PR #29, opened 2025-03-10
Fixes Dracula theme BBCode colors

FatCatClient:
Though I mostly did this because the blue text was pretty illegible in this theme, these were always the intended colors instead of using the default ones. I just didn't get to push this fix upstream.

image

### DIFF
--- a/CHANGELOG.md
+++ b/CHANGELOG.md
@@ -19,17 +19,17 @@ and this project adheres to [Semantic Versioning](https://semver.org/spec/v2.0.0
 
 ### Fixed
 
-- Fixes #15, ALinux Arm64 build are actually x86_64 [[Commit]](https://github.com/Fchat-Horizon/Horizon/commit/db43135677cb8e5e57f51bb0ffb417834ccd4103)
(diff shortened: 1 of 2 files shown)


CodingWithAnxiety:
Seems good. I'll do a more thorough review and merge here soon.

FireUnderTheMountain:
I'm trying to follow along but some of the @import chains seem a little weird. @FatCatClient Do you know what the `$blue-color: $blue-color;` in variables/dracula_derived is doing? An artifact of another era? I can't see how it actually has an effect on anything, but the other _derived variables also declare a blue
color, so I'm not sure what's up.

FatCatClient:
> I'm trying to follow along but some of the `@import` chains seem a little weird. @FatCatClient Do you know what the `$blue-color: $blue-color;` in variables/dracula_derived is doing? An artifact of another era? I can't see how it actually has an effect on anything, but the other _derived variables also declare a blue color, so I'm not sure what's up.

Since it's been a while since I wrote that, I can't say for sure. I assume I was just trying to match it for consistency's sake with the existing themes. Looking at the file history for those, they've been unchanged since the original development of 3.0 so I don't even know if declaring a random blue variable there is some load-bearing hack or a mistake that was just propagated since.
================
Requirement:
Reproduce only this range: the first line of the data above through the line with "I'm trying to follow along but some of the @import", both included, exactly as written.

Output below:
PR #29, opened 2025-03-10
Fixes Dracula theme BBCode colors

FatCatClient:
Though I mostly did this because the blue text was pretty illegible in this theme, these were always the intended colors instead of using the default ones. I just didn't get to push this fix upstream.

image

### DIFF
--- a/CHANGELOG.md
+++ b/CHANGELOG.md
@@ -19,17 +19,17 @@ and this project adheres to [Semantic Versioning](https://semver.org/spec/v2.0.0
 
 ### Fixed
 
-- Fixes #15, ALinux Arm64 build are actually x86_64 [[Commit]](https://github.com/Fchat-Horizon/Horizon/commit/db43135677cb8e5e57f51bb0ffb417834ccd4103)
(diff shortened: 1 of 2 files shown)


CodingWithAnxiety:
Seems good. I'll do a more thorough review and merge here soon.

FireUnderTheMountain:
I'm trying to follow along but some of the @import chains seem a little weird. @FatCatClient Do you know what the `$blue-color: $blue-color;` in variables/dracula_derived is doing? An artifact of another era? I can't see how it actually has an effect on anything, but the other _derived variables also declare a blue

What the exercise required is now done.